Cross-curricular integration was not limited to summer courses. Tom Higginbotham, TRRE Director of Science, joined class for a lesson
and activity on Design Thinking. Residents then used their new knowledge of
Design Thinking, along with knowledge of Bronfenbrenner’s Ecological Model, the
children at their community-based internship, the broader community, and an
understanding of complex systems, to present and propose the creation or modification
of some aspect of their community-based organization partner program. Using the
steps of Design Thinking, residents created a plan for how his/her Community Based Organization (CBO) could
extend what they provide to the community. The project allowed residents to demonstrate and apply their learning from the Summer Institute.
Cohort 3 resident Lauren Conner’s community-based internship
was at the Prescott Farm Environmental Education Center in Laconia. Her
community design project proposed building new relationships between the
community and teachers through shared experience and challenges. The core idea of
‘unifying in front of kids with kids’ is to have a day where parents and
teachers can both be active participants in activities and challenges provided
by Prescott Farm. Camp
counselors would facilitate group activities and within those activities
the child, the teacher and parent would have a chance to be a “leader”.

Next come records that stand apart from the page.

PR #34451, opened 2024-07-23
Mark session for eviction on TCP Client side when disconnecting with peer.

pidarped:
The TCP server on receiving a TCPDisconnect from the client marks the corresponding secure session for eviction.
The TCP client should also mark its session for eviction when proactively closing the connection with peer.

### DIFF
--- a/src/transport/SessionManager.cpp
+++ b/src/transport/SessionManager.cpp
@@ -714,27 +714,7 @@ void SessionManager::HandleConnectionClosed(Transport::ActiveTCPConnectionState 
 {
     VerifyOrReturn(conn != nullptr);
 
-    // Mark the corresponding secure sessions as defunct
-    mSecureSessions.ForEachSession([&](auto session) {
-        if (session->IsActiveSession() && session->GetTCPConnection() == conn)
-        {
-            SessionHandle handle(*session);
-            // Notify the SessionConnection delegate of the connection
-            // closure.
-            if (mConnDelegate != nullptr)
-            {
-                mConnDelegate->OnTCPConnectionClosed(handle, conErr);
-            }
-
-            // Dis-associate the connection from session by setting it to a
-            // nullptr.
-            session->SetTCPConnection(nullptr);
-            // Mark session as defunct
-            session->MarkAsDefunct();
-        }
-
-        return Loop::Continue;
-    });
+    MarkSecureSessionOverTCPForEviction(conn, conErr);
 
     // TODO: A mechanism to mark an unauthenticated session as unusable when
     // the underlying connection is broken. Issue #32323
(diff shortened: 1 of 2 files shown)


src/transport/SessionManager.h
```diff
@@ -621,6 +621,10 @@ class DLL_EXPORT SessionManager : public TransportMgrDelegate, public FabricTabl
         return payloadHeader.HasMessageType(Protocols::SecureChannel::MsgType::MsgCounterSyncReq) ||
             payloadHeader.HasMessageType(Protocols::SecureChannel::MsgType::MsgCounterSyncRsp);
     }
+
+#if INET_CONFIG_ENABLE_TCP_ENDPOINT
+    void MarkSecureSessionDefunctForConnection(Transport::ActiveTCPConnectionState * conn, CHIP_ERROR conErr);
+#endif // INET_CONFIG_ENABLE_TCP_ENDPOINT
```
yufengwangca, line 627: nit: move this above IsControlMessage so that all non static member functions stay together

yufengwangca (approved):

src/transport/SessionManager.cpp
```diff
@@ -1336,6 +1318,33 @@ Optional<SessionHandle> SessionManager::FindSecureSessionForNode(ScopedNodeId pe
...
+            if (mConnDelegate != nullptr)
+            {
+                mConnDelegate->OnTCPConnectionClosed(handle, conErr);
+            }
+
+            // Dis-associate the connection from session by setting it to a
+            // nullptr.
+            session->SetTCPConnection(nullptr);
+            // Mark session as defunct
+            session->MarkAsDefunct();
```
bzbarsky-apple, line 1340: So here's a question: Why are we doing MarkAsDefunct(), not MarkForEviction()?  Is there a way this session can still be OK when the connection has been closed?  I wouldn't think so...

bzbarsky-apple (approved):

src/transport/SessionManager.cpp
pidarped: I think it can be marked for eviction. The original intent was to, potentially, re-establish the connection and link a defunct session if one existed with said peer. But, currently, for the sake of simplicity, when a new connection is set up, a corresponding new session is also set up. This might be better as we may not want to reuse a session that has been stale for long. But I thought that a defunct session could also be evicted, no? If not then MarkForEviction is probably the right option.

bzbarsky-apple: A defunct session can absolutely be evicted, but it might be prioritized for eviction below other sessions.  So if we know for sure our session is never going to be usable, MarkForEviction will be better in terms of making sure we don't leave this session around while evicting a potentially-usable session.

bzbarsky-apple (approved):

Having Teachers, Parents, and
children be active participants together enables a unique opportunity. It
allows parents and teachers to step outside their comfort zones, let their
guards down, and take a break from conventional roles. Seeing each other take
on different roles and power positions outside of the school environment may
help break down some of the barriers preventing solidarity between the community
and school. Since community and school derive much of the story in the cause
and effect relationship between learning and children, establishing cohesion
between the two promotes the growth of learners.
Lauren at Prescott Farm |
It’s no secret that children want to feel heard and have
their emotions and opinions validated. Giving kids the opportunity to be the
ones in charge can build leadership and can be a powerful way to reflect on how
they might see things and again work to unify a better relationship all around. - Lauren
Eliza Braunstein, Cohort 3, shared the following about her experience connected to her summer community-based internship at Tin Mountain Conservation Center in Albany, NH.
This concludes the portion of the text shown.